> **Work instruction**: Where a line in the entries below contains the word "without", count it. Return the total alone.

> **Information supplied**:

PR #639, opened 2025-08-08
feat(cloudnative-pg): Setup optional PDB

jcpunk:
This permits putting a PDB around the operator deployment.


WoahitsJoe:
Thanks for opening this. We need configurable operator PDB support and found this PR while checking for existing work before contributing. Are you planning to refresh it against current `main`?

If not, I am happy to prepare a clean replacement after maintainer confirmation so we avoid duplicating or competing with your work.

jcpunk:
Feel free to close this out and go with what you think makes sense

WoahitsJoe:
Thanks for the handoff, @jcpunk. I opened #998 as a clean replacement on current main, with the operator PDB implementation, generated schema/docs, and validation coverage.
==
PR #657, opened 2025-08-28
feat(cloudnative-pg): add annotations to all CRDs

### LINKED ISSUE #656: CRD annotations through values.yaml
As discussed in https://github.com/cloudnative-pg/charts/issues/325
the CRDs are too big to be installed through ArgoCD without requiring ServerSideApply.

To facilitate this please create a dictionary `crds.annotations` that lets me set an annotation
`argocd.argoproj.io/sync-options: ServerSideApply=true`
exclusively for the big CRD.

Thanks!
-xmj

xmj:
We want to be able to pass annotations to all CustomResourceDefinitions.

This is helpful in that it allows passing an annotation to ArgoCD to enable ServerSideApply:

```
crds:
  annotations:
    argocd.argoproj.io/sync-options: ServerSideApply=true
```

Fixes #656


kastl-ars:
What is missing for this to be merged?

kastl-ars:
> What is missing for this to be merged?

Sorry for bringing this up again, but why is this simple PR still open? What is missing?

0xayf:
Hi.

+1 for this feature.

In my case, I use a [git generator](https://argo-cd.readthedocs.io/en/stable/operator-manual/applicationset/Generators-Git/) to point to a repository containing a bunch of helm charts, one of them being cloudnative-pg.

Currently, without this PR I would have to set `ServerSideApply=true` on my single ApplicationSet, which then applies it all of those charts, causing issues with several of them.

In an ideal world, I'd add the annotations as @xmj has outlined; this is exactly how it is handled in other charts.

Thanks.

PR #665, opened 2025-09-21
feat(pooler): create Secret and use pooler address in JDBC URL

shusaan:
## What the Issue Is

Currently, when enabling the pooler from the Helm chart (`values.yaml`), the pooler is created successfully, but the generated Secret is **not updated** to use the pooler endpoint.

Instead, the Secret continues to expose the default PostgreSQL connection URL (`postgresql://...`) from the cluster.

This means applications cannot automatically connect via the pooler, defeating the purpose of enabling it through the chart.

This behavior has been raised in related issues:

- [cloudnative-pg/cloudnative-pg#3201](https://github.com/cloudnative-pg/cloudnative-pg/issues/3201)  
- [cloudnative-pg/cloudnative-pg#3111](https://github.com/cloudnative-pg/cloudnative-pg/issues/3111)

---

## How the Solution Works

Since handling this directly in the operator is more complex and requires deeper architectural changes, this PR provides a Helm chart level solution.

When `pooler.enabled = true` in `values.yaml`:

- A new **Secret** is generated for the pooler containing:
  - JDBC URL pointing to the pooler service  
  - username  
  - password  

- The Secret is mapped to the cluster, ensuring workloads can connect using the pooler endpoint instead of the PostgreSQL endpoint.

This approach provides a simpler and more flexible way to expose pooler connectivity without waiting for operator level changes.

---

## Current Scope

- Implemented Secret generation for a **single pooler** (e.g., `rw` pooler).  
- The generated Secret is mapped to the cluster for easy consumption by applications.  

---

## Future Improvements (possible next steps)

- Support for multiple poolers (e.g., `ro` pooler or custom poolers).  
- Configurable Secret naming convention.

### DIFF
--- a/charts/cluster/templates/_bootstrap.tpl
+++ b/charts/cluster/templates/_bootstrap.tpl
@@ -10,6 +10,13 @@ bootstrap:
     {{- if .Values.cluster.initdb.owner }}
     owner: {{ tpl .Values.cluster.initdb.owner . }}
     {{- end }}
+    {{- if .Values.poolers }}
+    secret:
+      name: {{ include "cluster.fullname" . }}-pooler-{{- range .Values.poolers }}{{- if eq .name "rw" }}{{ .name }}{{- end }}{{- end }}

> **Your solution**: 3